Nous partons du fait évident qu’il y a une différence sensible entre le quatrième Évangile et les trois autres. Il faut, en premier lieu, déterminer la nature et l’étendue de cette différence.

D’abord le style nous transporte d’emblée dans un monde tout différent. A la place du grec des synoptiques, populaire, très simple, très réaliste, concis, rapide, rempli d’hébraïsmes, le quatrième Évangile parle un langage philosophique, mystique, passablement traînant et prolixe, souvent très élevé, parsemé d’expressions abstraites et sentant l’école. Ces termes, — le Verbe, la Vie, la Lumière, le Paraclet, la Vérité, — employés dans le sens théosophique alexandrin, dénotent une phraséologie fortement marquée au coin d’une école particulière, dont, au Ier siècle de notre ère, Philon d’Alexandrie peut être considéré comme le plus éminent organe. Cette différence de la surface se relie à une différence de fond plus remarquable encore.

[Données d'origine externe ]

PR #792, opened 2024-01-17
Handle exception when getting block timestamp

### LINKED ISSUE #791: Handle block not found errors in timestamp_to_block
**Describe the bug**
Sapphire RPC will throw block not found for block numbers that are too far in the past.

**To Reproduce**
Run volsym for sapphire network, example: https://github.com/oceanprotocol/df-py/actions/runs/7555123620/job/20569794417?pr=790

**Expected behavior**
Handle the error and assume the timestamp at that block is 0

trizin:
Fixes #791

Changes proposed in this PR:

- Handle exception when getting block timestamp

### DIFF
--- a/df_py/util/test/test_blocktime_eth_mainnet.py
+++ b/df_py/util/test/test_blocktime_eth_mainnet.py
@@ -37,10 +37,10 @@ def test_eth_timestamp_to_block_error_handling(monkeypatch):
     web3 = get_web3(get_rpc_url("mainnet"))
     _get_block = web3.eth.get_block
 
-    def random_error_get_block(*args, **kwargs):
-        if random.randint(1, 6) == 1:
+    def random_error_get_block(number):
+        if random.randint(1, 6) == 1 and number != "latest":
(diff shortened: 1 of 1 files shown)


df_py/util/blocktime.py
```diff
@@ -116,7 +116,11 @@ def __init__(self, target_timestamp):
             self.target_timestamp = target_timestamp
 
         def timeSinceTimestamp(self, block_i):
-            block_timestamp = web3.eth.get_block(int(block_i)).timestamp
+            try:
+                block_timestamp = web3.eth.get_block(int(block_i)).timestamp
+            except Exception as e:
+                print(f"An exception occurred while getting block {block_i}, {e}")
+                block_timestamp = 0
```
trentmc, line 123: So if the exception happens, then `block_timestamp = 0`

And it returns `block_timestamp - self.target_timestamp` = `0 - self.target_timestamp` = `-self.target_timestamp`.

This seems wrong.

trentmc (changes requested):

Issue #43, opened 2017-11-03
runtime error - MacOS


tbatch:
$ aws-nuke-v1.2.1-darwin-amd64 -c aws-nuke-config.yml --profile aws-enterprise-uat

us-east-1 - RDSDBSubnetGroup - 'apiture-stacks-component-rds-databasesubnetgroup-17hxceov4kkcc' - would remove
panic: runtime error: invalid memory address or nil pointer dereference
[signal SIGSEGV: segmentation violation code=0x1 addr=0x0 pc=0x185dbf6]

goroutine 53 [running]:

svenwltr:
@tbatch Could you also post the stack trace, which comes after that error?

tbatch:
panic: runtime error: invalid memory address or nil pointer dereference
[signal SIGSEGV: segmentation violation code=0x1 addr=0x0 pc=0x185dbf6]

goroutine 29 [running]:
github.com/rebuy-de/aws-nuke/resources.(*S3Nuke).DescribeBuckets(0xc420074240, 0x244fda0, 0x0, 0x0, 0x0, 0x0)
	/go/src/github.com/rebuy-de/aws-nuke/resources/s3-buckets.go:28 +0x166
github.com/rebuy-de/aws-nuke/resources.(*S3Nuke).ListBuckets(0xc420074240, 0x244fda0, 0x0, 0x0, 0x0, 0x0)
	/go/src/github.com/rebuy-de/aws-nuke/resources/s3-buckets.go:38 +0x40
github.com/rebuy-de/aws-nuke/resources.(*S3Nuke).ListBuckets-fm(0x244fda0, 0x0, 0x0, 0x0, 0x0)
	/go/src/github.com/rebuy-de/aws-nuke/resources/listers.go:101 +0x2a
github.com/rebuy-de/aws-nuke/cmd.Scan.func1(0xc420138180, 0xc4204d0320, 0xc42019eae0)
	/go/src/github.com/rebuy-de/aws-nuke/cmd/scan.go:22 +0x77
created by github.com/rebuy-de/aws-nuke/cmd.Scan
	/go/src/github.com/rebuy-de/aws-nuke/cmd/scan.go:39 +0x9e

tbatch:
Sorry about that, the stack trace is above.

tbatch:
Maybe something wrong with my region?  Below is my config file.

regions:
- us-east-1

account-blacklist:
- "0000000000" # production - real account number here.

accounts:
[...]

PR #44, opened 2017-11-03
fix another null pointer dereference in S3

svenwltr:
> https://github.com/rebuy-de/aws-nuke/issues/43

I am not sure in which cases one of the two pointers might be null.

### DIFF
--- a/resources/util.go
+++ b/resources/util.go
@@ -8,3 +8,15 @@ import (
 func GetCategory(r Resource) string {
 	return strings.Split(fmt.Sprintf("%T", r), ".")[1] // hackey
 }
+
+func EqualStringPtr(v1, v2 *string) bool {
+	if v1 == nil && v2 == nil {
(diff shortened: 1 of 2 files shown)


resources/util.go
```diff
@@ -8,3 +8,15 @@ import (
 func GetCategory(r Resource) string {
 	return strings.Split(fmt.Sprintf("%T", r), ".")[1] // hackey
 }
+
+func EqualStringPtr(v1, v2 *string) bool {
+	if v1 == nil && v2 == nil {
+		return true
+	}
+
+	if v1 != nil || v2 != nil {
```
bethge: Shouldn't this be: `v1 == nil || v2 == nil` ?

Iiuc it would now always return `false` if at least one of the two pointers is not equal to `nil`.

svenwltr: true. fixed

PR #48, opened 2017-11-20
CLOUD-1310 adds rds cluster-related resources

octopusx:
This commit enables aws-nuke to recognise DBClusterParameterGroup and
DBCluster type resources and remove them.
The changes are necessary to nuke Aurora clusters.

@rebuy-de/prp-aws-nuke please review


resources/rds-dbclusterparametergroups.go
```diff
@@ -0,0 +1,56 @@
...
+	return nil
+}
+
+func (i *RDSDBClusterParameterGroup) Remove() error {
+	params := &rds.DeleteDBClusterParameterGroupInput{
+		DBClusterParameterGroupName: i.name,
+	}
+
+	_, err := i.svc.DeleteDBClusterParameterGroup(params)
+	if err != nil {
```
bethge: Couldn't you just skip this `if` and directly: `return err`

stephanlindauer: IMHO the logic is more understandable and separated like this...
first: error handling
then: making the function return what is should

svenwltr: IMO it looks like unnecessary code :>

octopusx: You could, but then you are implying that whoever looks at the code afterwards understands that `err` defaults to `nil`. The if statement makes it more explicit and easier to read what's going on. Also, this is how that error is handled across all the classes in aws-nuke where it's applicable, so it is following a common pattern in the program.

octopusx: Decision?

svenwltr: Your call

octopusx: I will leave it in for consistency's sake. If this is a big enough problem then it deserves its own pull request and that if statement should be removed everywhere across the whole application.

bethge: Very much agree. Greatly in favor of consistency.

PR #55, opened 2017-12-02
Golang capitalization

bethge:
@rebuy-de/prp-aws-nuke - PTAL.

Changing to consistent golang-based capitalization for all resource types. I hope this is everything.

Once reviewed, I would squash the commits before merging via merge commit.


svenwltr:
I don't think you need to squash that, since the commits make sense on their own.

PR #56, opened 2017-12-02
Resolve deprecated types

bethge:
@rebuy-de/prp-aws-nuke - PTAL.

This PR is based on: https://github.com/rebuy-de/aws-nuke/pull/55

Not perfectly happy with it, would much appreciate feedback. In particular:
- The list of deprecations in the function is clumsy
- Logging of the warning is not great. Better logging would require changes to the existing logging facilities


cmd/config.go
```diff
@@ -46,3 +51,46 @@ func (c *NukeConfig) InBlacklist(searchID string) bool {
...
+		"IamUser":                  "IAMUser",
+	}
+
+	for _, a := range c.Accounts {
+		for resourceType, resources := range a.Filters {
+			replacement, ok := deprecations[resourceType]
+			if !ok {
+				continue
+			}
+			fmt.Printf("deprecated resource type '%s' - replace with '%s'\n", resourceType, replacement)
```
svenwltr: You could either do `LogError(fmt.Errorf("depe...` or actually change `LogError` so we have something like `LogError` and `LogErrorString`.

svenwltr:
Maybe we also should consider ignoring the case of the types in the config. What do you think about this @bethge?

bethge:
I am mulling it over. Certainly fewer resource types would need renaming and being bothered to modify configurations just for character casing reasons is rather nitpicky.

On the other hand the cases of `*Attachement => *Attachment` and `IamUserAccessKeys => IamUserAccessKey` would remain.

Looking at k8s, they seem very strict about casing, but that is likely due to cross-API compatibility. Given the chance to start from zero, I would go with golang camelcasing.

Tbh though, as long as we don't break anyone's config I am ok with it either way.

svenwltr:
So you have a light preference towards strict casing?

> --
Sven Walter
Software Developer

[image:
https://docs.google.com/uc?export=download&id=0B66Nk4FC03uxR0hkR2tTYVVVZ3M&revid=0B66Nk4FC03uxajBwR3M5d2UvSU1Oa1BybUcxNWIyMUcvQlV3PQ]

reBuy reCommerce GmbH | Potsdamer Str. 188 | 10783 Berlin

*mail: s.walter@rebuy.com <s.walter@rebuy.com> *| *web*: www.reBuy.de
<http://www.rebuy.de/>



*Geschäftsführer*: Torsten Schero

*Sitz und Registergericht*: Amtsgericht Charlottenburg, HRB 109344 B,
Ust-IdNr. DE237458635

bethge:
Yeah - unless someone complains about unnecessary casing changes, I would go with strict casing.

cmd/config.go
svenwltr: @bethge I thought about this. I would love a yellow-ish warning message :-) (ie `LogWarning`)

Si nous prenons les synoptiques dans leur ensemble, il n’y a pas plus de six ou sept épisodes de la vie de Jésus qu’ils reproduisent d’accord avec le quatrième Évangile, et le plus souvent celui-ci les raconte avec de notables divergences ou les envisage sous un autre point de vue. C’est en vain aussi que l’on chercherait dans les synoptiques soit les longues dissertations que l’Évangile de Jean met dans la bouche du Christ s’adressant aux Juifs ou à ses disciples, soit la plupart des événemens prodigieux qui d’ordinaire servent de thème à ces dissertations. Ainsi le miracle des noces de Cana, la guérison du paralytique de Béthesda, celle de l’aveugle-né de Jérusalem, la résurrection de Lazare, etc., ne se trouvent pas dans les trois premiers Évangiles. Et il faut bien noter qu’il est impossible de recourir à des combinaisons qui permettraient d’encadrer l’un dans l’autre les deux récits de manière à les compléter mutuellement sans faire violence ni à l’un ni à l’autre. Pour exemple de cette impossibilité, prenons la résurrection de Lazare. D’après le quatrième Évangile, cet événement aurait eu une influence décisive sur la tournure tragique que

  1. Voyez," dans la Revue du 15 juin 1860, l’article intitulé les Controverses et les écoles religieuses en Hollande.